Friday, November 3rd, 2017
By Eileen Klein
When I was in elementary school, our grades were S and U. S stood for satisfactory. You could get an S for satisfactory progress, or the dreaded U, for unsatisfactory.
One afternoon, my mom sent me next door to show my report card to the neighbors, the Kopeckys. Retired Midwesterners with no kids of their own, they kept close tabs on me and my grade-school adventures. Excited to show off, I was rather dismayed when Mr. Kopecky took one look and said, "What are all these S marks? Does S stand for stupid?"
Of course he was just pulling my pigtails, but I was having none of it. "No, sir!" I insisted. "I am a GOOD student!" Then I explained at length just how good I was until my mom called me home for dinner. It became a favorite running joke as I got older.
Undoubtedly many of Arizona's public schools had their own - and much less tender - version of this story after the state released its school letter grades last month. Approximately 20 percent of schools have appealed their letter grades, including some that are recognized as tops in the nation.
That's not to suggest everyone else is pleased, and many are calling foul. Columnist Bob Robb's recent opinion piece labeled the letter grade system a monumental failure. The state superintendent of public instruction has called the letter grade system "too complex." Leading business groups have called for immediate change and simplification (somewhat ironically, to be figured out by a consultant). Worst of all, school administrators have called the results "devastating" to their teachers and communities.
Amid the calls for reform, the Arizona State Board of Education, whose current members largely inherited this system, has initiated a review. While they wait for the technicians, statisticians and psychometricians to do their latest thing with the numbers, this might be a good time for the rest of us to call the question.
To what end?
It's important to remember why the letter grades were created in the first place: to give parents good information about their schools. The school achievement profiles mandated in statute provide some key performance data. But efforts to aggregate that data into a single rating - like the school report card - does not provide good information. In some cases, it might be giving misleading information.
Take San Luis High School, for example. This high school sends three of every four students on to college after high school. Their college completion rates beat the state average, yet they were assigned a D letter grade. Arcadia High School, with more than two-thirds of their students enrolled in college beyond high school and a nearly 50 percent college completion rate, has been assigned a C. You can reference the various data on high school performance here that shows the discord among the various measures.
Parents and the public can easily think the school letter grades are a reflection of the school's overall quality. People assume that an A school will do a better job than a C or D school in what they offer and how they prepare students to succeed. In practice, school letter grades are heavily weighted to their students' achievement on the AzMERIT test, the state's test of minimum proficiency.

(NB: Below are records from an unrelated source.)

PR #422, opened 2026-05-12
refactor: retire sbsh binary cache distribution (phase 5)

eminwux:
## Summary

- Delete the dead sbsh-binary-distribution surface: `internal/ctr/sbsh_cache.go`, its companion test, the `ResolveSbshCachePath` entry on the `internal/ctr.Client` interface, and the two test fakes that satisfied it (`delete_cell_test.go`, `provision_subtree_test.go`).
- Drop the now-unused `stageHostSbsh` + `requireSbshHasPostMergeFlags` helpers from `e2e/e2e_kuke_attach_test.go` (and their call site) — these staged an on-host `sbsh` binary into the per-test `cache/sbsh/<arch>/sbsh` layout that no live caller has read since #411 swapped the OCI injection path to kuketty.
- Retain the sbsh Go-module dependency intact: `cmd/kuke/...` consumes `pkg/attach` client-side, `cmd/kuketty/main.go` consumes `pkg/terminal/server` + `pkg/api` + `pkg/builder` server-side. Only the binary-distribution mechanism is retired here, per the issue's "Two retirements, distinguished" note.
- Cross-realm regression guard at `internal/ctr/attachable_test.go:205-214` (legacy `/run/sbsh.socket` and `/.kukeon/bin/sbsh` mounts must not reappear) stays in place — phase 1 already proved no live caller resolves the cache, and this PR's deletion makes that permanent.

## Test plan

- [x] `make test` — full unit suite green (kuketty/runner/ctr/controller packages all pass)
- [x] `go build ./...` — no compile-time breakage
- [x] `go vet ./...` — clean
- [x] `make dev-init` — daemon-parity check passes (`kuke get realms` and `kuke get realms --no-daemon` produce identical output)
- [ ] `make dev-init`'s post-bootstrap `kuke attach` smoke — host lacks `expect(1)`, dev-init logs `expect(1) not on PATH; install \`expect\``; the regression-guard daemon-parity check above (the bit the CLAUDE.md smoke playbook anchors on) still passed before the failure
- [ ] `make test-e2e` (incl. `TestKuke_AttachDetach_KeepsTaskRunning`) — not run on this host; the e2e harness needs a host docker + containerd + a built kuke binary and operator privileges that aren't safe to exercise alongside the dev-init smoke above. The compile pass via `go test -count=1 -run "^\$" ./e2e/...` confirms the e2e suite still builds against the trimmed `internal/ctr.Client` surface.

## Notes for reviewer

[...]

PR #425, opened 2026-05-12
test: use containerd namespace for e2e attach task verify

### LINKED ISSUE #424: e2e: TestKuke_AttachDetach_KeepsTaskRunning checks wrong containerd namespace, would fail if not skip-gated by host-sbsh
## Context

`TestKuke_AttachDetach_KeepsTaskRunning` (in `e2e/e2e_kuke_attach_test.go`) asserts that the workload's container task is `RUNNING` after the client sends the detach keystroke. The assertion is implemented as:

```go
// e2e/e2e_kuke_attach_test.go:155 (PR #422 branch) / :223 (main)
if !verifyContainerTaskIsRunning(t, realmName, containerdID) {
    t.Fatalf("container task %q in namespace %q is not RUNNING after detach",
        containerdID, realmName)
}
```

`verifyContainerTaskIsRunning(t, namespace, containerID)` invokes `ctr --namespace <namespace> task ls` and greps for the container ID + `RUNNING`. But the value being passed is the **realm name** (e.g. `e-r-6e`), not the **containerd namespace** (which is `e-r-6e.kukeon.io`, formed by `internal/consts.RealmNamespace(realm)` appending `.kukeon.io`). Other e2e tests pass the namespace correctly via `getRealmNamespace(t, runPath, realmName)` (see `e2e/e2e_kuke_container_test.go:150` and friends).

Concretely, with the workload alive in `tr-1.kukeon.io`:

```
$ ctr --namespace tr-1 task ls
TASK    PID    STATUS

$ ctr --namespace tr-1.kukeon.io task ls
TASK                   PID      STATUS
ts-1_tk-1_tc-1_root    54254    RUNNING
ts-1_tk-1_tc-1_work    54334    RUNNING
```

So `verifyContainerTaskIsRunning` always returns false against the realm name — the assertion would always fire post-detach, even though the workload is in fact running. This means the test as written is unconditionally failing on the detach assertion whenever it executes.

The reason this has not been caught: on `main` the test is skip-gated by `stageHostSbsh(t, runPath)` which `t.Skip`s when the host has no `sbsh` binary on `PATH`. The CI runner has no sbsh, so the test has been silently skipping since #410 / #413 re-introduced it to the suite. PR #422 (phase 5) removes the sbsh-binary-distribution skip-gate (per the issue's AC), which exposes this latent test bug.

## Reproduction

On the `refactor/retire-sbsh-cache` branch (PR #422), or on `main` with `sbsh` made available on PATH:

```bash
make kuke kuketty
KUKEON_E2E_IMAGE=docker.io/library/kukeon-local:e2e \
KUKEON_E2E_IMAGE_DOCKER_NAME=kukeon-local:e2e \
E2E_BIN_DIR=$(pwd) \
go test -v -count=1 -run TestKuke_AttachDetach_KeepsTaskRunning ./e2e
```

Unlike its predecessor test, AIMS, high school diplomas are not withheld for failure; college scholarships are not awarded for passage. Universities and community colleges don't use the AzMERIT test for admissions decisions. We don't use the test for evaluating student preparedness for college whatsoever.
This makes rating the quality of schools based on AzMERIT performance a bit like rating a dining experience based on whether the restaurant passed its health inspection.
It also is turning the state's accountability program into a big compliance exercise - an arcane and expensive one at that. In less than 10 years, Arizona has gone through old standards, new standards, old tests, new tests, an old grading system and a new grading system, and has spent tens of millions of dollars along the way. That's not even counting the tens of millions of dollars spent on repairing the data system at the state department of education just to help it properly count students, pay schools and provide longitudinal data on educational outcomes.
With overall K-12 performance flat amidst a tight labor market and growing demands for a more skilled workforce, the stakes for students are high. As we work to reform the accountability system and the availability of information, we cannot lose sight of real education reform - the kind that actually increases learning outcomes for students.
The performance of K-12 and higher education is inextricably linked. As the State Board of Education takes up its work to review the school letter grades, we will offer whatever assistance is needed. We also will explore the possibility of a joint meeting with them, the State Board of Charter Schools, community colleges and other appointed and elected education leaders across the P-20 system to discuss system-wide performance and what we might collectively contribute to the state's efforts to provide data, information, and performance measures that matter to families, teachers and the public.
Now that the state has adopted a goal to increase the education of working adults, a joint conversation would promote greater alignment of activity and shared responsibilities across the P-20 education system, and hopefully, spur greater student success, which is what we are all really after.